UPDATE (2014/04/19):
nodetool cleanup still fails with an assertion error after doing the following:
Full scrub of the keyspace
Full cluster restart
I'm now doing a full repair of the keyspace in cs-node1
UPDATE (2014/04/20):
Any attempt to repair the main keyspace in cs-node1 fails with:
Lost notification. You should check server log for repair status of keyspace
I also saw this just now (output of dsetool ring)
Note: Ownership information does not include topology, please specify a keyspace.

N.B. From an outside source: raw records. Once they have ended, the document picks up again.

PR #14501, opened 2022-03-17
Add setting to support qcow generation after migration for regression test

lemon-suse:
We need add setting in YAML file of regression job group to set the branch for qcow generation using condition-schedule. Set QCOW_GENERATION=1 then generate qcow after migration, QCOW_GENERATION=0 then continue run regression test after migration.

- Related ticket: https://progress.opensuse.org/issues/108263
- Needles: N/A
- Verification run: 
  x86_64:
  http://openqa.nue.suse.com/t8327814  offline, generate qcow
  http://openqa.nue.suse.com/t8327610  offline, no qcow generated
  http://openqa.nue.suse.com/tests/8334569#  online, generate qcow
  http://openqa.nue.suse.com/tests/8334234     online, no qcow generated
  s390x:
  http://openqa.nue.suse.com/tests/8334235  offline,generate qcow
  http://openqa.nue.suse.com/tests/8334237 offline no qcow
  http://openqa.nue.suse.com/tests/8334238#  online , generate qcow
  http://openqa.nue.suse.com/tests/8334160#  online, no qcow
  ppc64le:
  http://openqa.nue.suse.com/tests/8334240   offline, qcow
  http://openqa.nue.suse.com/tests/8334261  offline, no qcow
  http://openqa.nue.suse.com/tests/8334262  online, qcow
  http://openqa.nue.suse.com/tests/8334263  online, no qcow
  aarch64:
  http://openqa.nue.suse.com/tests/8334264 offline, qcow
  http://openqa.nue.suse.com/tests/8334265  offline, no qcow
  http://openqa.nue.suse.com/tests/8334266  online, qcow
  http://openqa.nue.suse.com/tests/8334327  online , no qcow

### DIFF
--- a/schedule/migration/aarch64_regression_test_offline.yaml
+++ b/schedule/migration/aarch64_regression_test_offline.yaml
@@ -6,6 +6,7 @@ description:    |
   #REGRESSION_TEST: '1' means regression test part1 include console test. '2'
   #means regression test part2 include x11 test.
   #REGRESSION_389DS: '1' means load 389ds test.
+  #QCOW_GENERATION: '1' means publish qcow after migration; '0' means no need.
 vars:
   DESKTOP: 'gnome'
   BOOT_HDD_IMAGE: 1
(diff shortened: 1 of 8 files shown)


coolgw (approved):

chcao:
From the VR, the generated qcow's names are not unique. The cases with  QCOW_GENERATION=1 should generate their own qcows.

chcao:
And before the qcows are published, the qcows are de-registered and cleanup. Why? If need to use the qcow to do debug, I think we should keep the status that it is after migration.

lemon-suse:
> From the VR, the generated qcow's names are not unique. The cases with QCOW_GENERATION=1 should generate their own qcows.

This is just VR to prove there is no problem to generate qcow when set QCOW_GENERATION=1, when user try to use it he should set own qcow name.

lemon-suse:
> And before the qcows are published, the qcows are de-registered and cleanup. Why? If need to use the qcow to do debug, I think we should keep the status that it is after migration.

No, we can use such de-registered qcow directly on openQA, if guys want to do manual test then register by themself, so de-register system can cover the two scenarios.

hjluo:
LGTM

lemon-suse:
> And before the qcows are published, the qcows are de-registered and cleanup. Why? If need to use the qcow to do debug, I think we should keep the status that it is after migration.

After some thought, I think you are right, we should not de-register system for the qcow, I can't see the use case, I will update code for it.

Address DC Rack Workload Status State Load Owns VNodes
solr-node1 Solr rack1 Search Up Normal 447 GB 13.86% 256
solr-node2 Solr rack1 Search Up Normal 267.52 GB 18.30% 256
solr-node3 Solr rack1 Search Up Normal 262.16 GB 17.29% 256
cs-node2 Cassandra rack1 Cassandra Up Normal 808.61 GB 17.21% 256
solr-node5 Solr rack1 Search Up Normal 296.14 GB 16.21% 256
solr-node4 Solr rack1 Search Up Normal 340.53 GB 17.07% 256
cd-node1 Cassandra rack1 Cassandra Up Normal 896.68 GB 0.06% 256
Warning: Node cs-node2 is serving 270.56 times the token space of node cs-node1, which means it will be using 270.56 times more disk space and network bandwidth. If this is unintentional, check out http://wiki.apache.org/cassandra/Operations#Ring_management
Warning: Node solr-node2 is serving 1.32 times the token space of node solr-node1, which means it will be using 1.32 times more disk space and network bandwidth. If this is unintentional, check out http://wiki.apache.org/cassandra/Operations#Ring_management
Keyspace-aware:
Address DC Rack Workload Status State Load Effective-Ownership VNodes
solr-node1 Solr rack1 Search Up Normal 447 GB 38.00% 256
solr-node2 Solr rack1 Search Up Normal 267.52 GB 40.47% 256
solr-node3 Solr rack1 Search Up Normal 262.16 GB 39.66% 256
cs-node2 Cassandra rack1 Cassandra Up Normal 808.61 GB 99.39% 256
solr-node5 Solr rack1 Search Up Normal 296.14 GB 41.59% 256
solr-node4 Solr rack1 Search Up Normal 340.53 GB 40.28% 256
cs-node1 Cassandra rack1 Cassandra Up Normal 896.68 GB 0.61% 256
Warning: Node cd-node2 is serving 162.99 times the token space of node cs-node1, which means it will be using 162.99 times more disk space and network bandwidth. If this is unintentional, check out http://wiki.apache.org/cassandra/Operations#Ring_management
This is a strong indicator that something is wrong with the way cs-node2 bootstrapped (as I described at the beginning of my post).
It looks like your issue is that you most likely switch from single tokens to vnodes on your existing nodes. So all of their tokens are in a row. This is actually not possible to do in current Cassandra versions because it was too hard to get right.
The only real way to fix it and be able to add a new node is to decommission the first new node you added, then follow the current documentation on switching to vnodes from single nodes, which is basically that you need to make brand new data centers with brand new vnodes using nodes in them and then decommission the existing nodes.